Ndewura Jakpa (Jakpa according to some historians in Gonja "Daa-Kpa Pia-Kpa, which means Conqueror through spear or the Spear Holder) was an African king, founder of the Gonja kingdom (now part of northern Ghana), in the early 17th century.

== History of the Gonjas ==
According to Britannica: "Originally a Mande invader, Jakpa established a loosely knit federation of states that extended over areas of northern part of present-day Ghana and parts of Togo and Benin." In the about second half of the sixteenth century, Gonja was founded by Mande Warriors and Mali traders with Naba or Nabaga as their leader. The area between the Black and White Volta were known for trade so it attracted them. The Mande Chief sent the Nabaga on an errand to discover if there was a fall in the gold supply to Mali. The Gonjas had their name from a 'corrupt' Hausa phrase Kasa Goro-Jaa which meant the Land of Red Cola. Ngbanye was the indigenous name of the Gonjas which means Brave Men. The Hausas of Sokoto and the Gonjas used to trade in cola-nuts. The Gonjas had their cola-nut supplies from the Ashantis which transported to the Salaga market. The Hausas demand in cola-nuts was high so they used to travel to the lands of the Gonjas to buy them.

== Founding the Gonja Kingdom ==
Sumaila was said to be a trader himself who was from Malle or Mande. He became bankrupt and consulted a soothsayer about his fortunes in life. The man told him he would not ascend the throne even though he was from the royal family. He told Sumaila, his fortune was in foreign lands and that was where he would attain Kingdom for himself, his children and the people who follow him. He mobilized many fighting men and went out with them after he was convinced of what the soothsayer told him.
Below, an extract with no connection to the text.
Issue #1128, opened 2016-07-18
Move hopper example to Examples folder and add as test


tkuchida:
The hopper example currently resides in the Sandbox; it should be moved into the Examples folder at this point. We should at least be ensuring that the "student" and "teacher" versions continue to build, but perhaps they should also be tests. In that case, we will need to disable the visualizer (could simply add a condition [here](https://github.com/opensim-org/opensim-core/blob/master/OpenSim/Sandbox/ExampleHopperDevice/helperMethods.h#L168)), but ideally a "student" should be able to run the example _without making any changes_ and the visualizer should appear—is this possible? Telling the "student" to toggle a flag at the top of some file would be highly undesirable for this didactic example.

It was said he used to invade many areas and left behind sons and servants who were loyal to him as either a Chief or as their leader.

His first point of entry into the Gonja Kingdom was in a town in Bole State called, Ntereso-Bonfu. He defeated a certain fetish priest after he was informed there was a powerful shrine at Mankuma. He went there and displayed black power and made a show of strength. He made his sister and nephew the leaders there.

== Death ==
Sumaila intended fighting the Ashantis but his army were tired because of the constant going to battle from all sides of the Gonja Kingdom. He did not heed to their warnings against fighting the Ashantis. He crossed the White Volta and a battle occurred between him and the Ashantis towards Yeji to Kabako. He was badly wounded and before he died, he commanded that his body be sent to his sister's burial place in Makuma. When they got to Abrumase which means (I am weak), he got very sick. He died at Trekpa which means (my end). His followers continued to Gbipe and Gbi means (Weight or Heavy Load) to accomplish Sumaila's wish. His corpse was getting spoilt so the body was interred in Gbuipe. His tomb can still be found in Old Buipe in the Central Gonja District of the Gonja Kingdom.

== Legacies ==
He appreciated the strength of diversity and inclusion.

He did not discriminate or marginalized against any of his subjects no matter the tribe. He had encounters with Muslim Scholars who were not Gonjas and made some of them his trusted advisors and leaders.

He did not show prejudice or treat with contempt people from Hausalands and Baribari at Kafaba. He enskinned people of other tribes as Chiefs in places he defeated.